Introduction The majority of the patients with advanced-stage epithelial ovarian cancer relapse within three years of standard first-line treatment. Access to novel therapies like poly ADP-ribose polymerase (PARP) inhibitors and antiangiogenic agents is limited in low- and middle-income countries. Oral metronomic therapy (OMT) may be an effective alternative treatment option in resource-limited settings. Materials and methods A retrospective study was conducted among patients with epithelial ovarian cancer who received OMT. OMT consisted of cyclophosphamide 50mg per day and tamoxifen 40mg per day which was administered continuously until unacceptable toxicity or progression was reached.
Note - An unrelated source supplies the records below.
PR #392, opened 2018-07-27
Add ISO 8601 parsing examples

rpetrusha:
## Add ISO 8601 parsing examples

This PR:

- Adds an example to two DateTimeOffset.ParseExact overloads.
- Adds an example to one DateTimeOffset.TryParseExact overloads.
- Documents new DateTimeOffset.ParseExact overloads that include ReadOnlySpan<Char> parameters.
- Documents new DateTimeOffset.TryParseExact overloads that include ReadOnlySpan<Char> parameters.

A successful build depends on the examples in dotnet/samples#208.

Fixes dotnet/docs#6331

//cc @iant-travelopia

### DIFF
--- a/xml/System/DateTimeOffset.xml
+++ b/xml/System/DateTimeOffset.xml
@@ -5458,7 +5458,7 @@ Me.ToUtcDateTime().ToFileTime()
         <param name="input">A character span that contains the representation of a date and time to convert.</param>
         <param name="format">A format specifier that defines the required format of <paramref name="input" />.</param>
         <param name="formatProvider">An object that supplies culture-specific formatting information about <paramref name="input" />.</param>
-        <param name="styles">A bitwise combination of enumeration values that indicates the permitted format of <paramref name="input" />. A typical value to specify is <see cref="F:System.Globalization.DateTimeStyles.None>" /> </param>
+        <param name="styles">A bitwise combination of enumeration values that indicates the permitted format of <paramref name="input" />. A typical value to specify is <see cref="F:System.Globalization.DateTimeStyles.None" /> </param>
         <param name="result">When the method returns, contains the <see cref="T:System.DateTimeOffset" /> equivalent to the date and time of <paramref name="input" />, if the conversion succedded, or <see cref="F:System.DateTimeOffset.MinValue" /> if the conversion failed. The conversion fails if the </param>
         <summary>Converts the representation of a date and time in a character span to its <see cref="System.DateTimeOffset" /> equivalent using the specified format, culture-specific format information, and style. The format of the date and time representation must match the specied format exactly.</summary>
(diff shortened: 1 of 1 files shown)


xml/System/DateTimeOffset.xml
```diff
@@ -5472,13 +5662,23 @@ Me.ToUtcDateTime().ToFileTime()
...
  [!code-vb[System.DateTimeOffset.TryParseExact#1](~/samples/snippets/visualbasic/VS_Snippets_CLR_System/system.DateTimeOffset.TryParseExact/vb/TryParseExact.vb#1)]  
+
+The following example uses a variety of <xref:System.Globalization.DateTimeStyles> values to parse an array of strings that are expected to conform to [ISO 8601](~/docs/standard/base-types/standard-date-and-time-format-strings.md#the-round-trip-o-o-format-specifier). As the output from the example shows, strings that are in the proper format fail to parse if:
+
+- they contain white space, and an appropriate <xref:System.Globalization.DateTimeStyles> flag (such as <xref:System.Globalization.DateTimeStyles.AllowWhiteSpace?displayProperty=nameWithType> has not been supplied in the method call.
+
+- they contain date and time elements that are out of range.
+
+Strings that do not specify a UTC offset are assumed to have the offset of the local time zone (in this case, -07:00) unless the <xref:System.Globalization.DateTimeStyles.AssumeUniversal?displayProperty=nameWithType> flag is supplied in the method call. In that case, they are assumed to be Universal Coordinated Time.
```
BillWagner: Hmm. The phrase "(in this case, -7:00)" is only accurate during daylight savings time. Otherwise, it would be -8:00 UTC. These samples aren't interactive, so the behavior won't change from the comments, but it might be worth mentioning.

xml/System/DateTimeOffset.xml
```diff
@@ -3659,13 +3665,47 @@
...
+  
+-   A <xref:System.Globalization.CultureInfo> object that represents the culture based on which `input` is interpreted. The <xref:System.Globalization.DateTimeFormatInfo> object returned by its <xref:System.Globalization.CultureInfo.DateTimeFormat%2A> property defines the symbols and formatting in `input`.  
+  
+-   A <xref:System.Globalization.DateTimeFormatInfo> object that defines the format of date and time data.  
+  
+ If `formatprovider` is `null`, the <xref:System.Globalization.CultureInfo> object that corresponds to the current culture is used.  
+  
+ ]]></format>
+        </remarks>
+        <exception cref="T:System.ArgumentException">The offset is greater than 14 hours or less than -14 hours.
```
BillWagner: The limits of **14** and **-14** surprised me. I want to make sure those aren't typos.

rpetrusha:
Closing and reopening to begin new build after examples merged.

xml/System/DateTimeOffset.xml
rpetrusha: I double checked, @BillWagner. Those are still the correct ranges.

OMT was given to patients with relapsed ovarian cancer and to those newly diagnosed ovarian cancer patients who were unfit for cytoreductive surgery and/or standard first-line intravenous platinum-based chemotherapy. All patients who received OMT at our center between 01-01-2017 and 31-12-2021 were included for analysis. Relevant details, as needed for the study, were collected from medical records. SPSS version 24 (IBM Corp., Armonk, NY) was used for statistical analysis. Results A total of 61 patients received OMT during the study period. The median age at diagnosis of ovarian cancer was 59 years. The median age at the start of OMT was 61 years. The majority (n= 37, 60.7%) had high-grade serous carcinoma subtype. A total of 52 patients received OMT in the relapse setting while nine received it in the first-line setting. Among relapsed ovarian cancer patients, 13 patients (21.3%) experienced platinum-sensitive relapse, 16 patients (26.2%) experienced partial platinum-sensitive relapse, and 23 patients (37.7%) experienced platinum-resistant disease. The mean duration of treatment with OMT was 7.8 months. The clinical benefit rate was 59% and the overall response rate was 22.9%. Ca-125 response was seen in 40.4% of patients. The median PFS for the overall group was 6.7 months. Median PFS was longer in patients with Ca-125 response and platinum-sensitive relapse. Only five patients (8.1%) had significant toxicity. Conclusion OMT is a safe and effective palliative treatment option for epithelial ovarian cancer, worth consideration in low- and middle-income countries.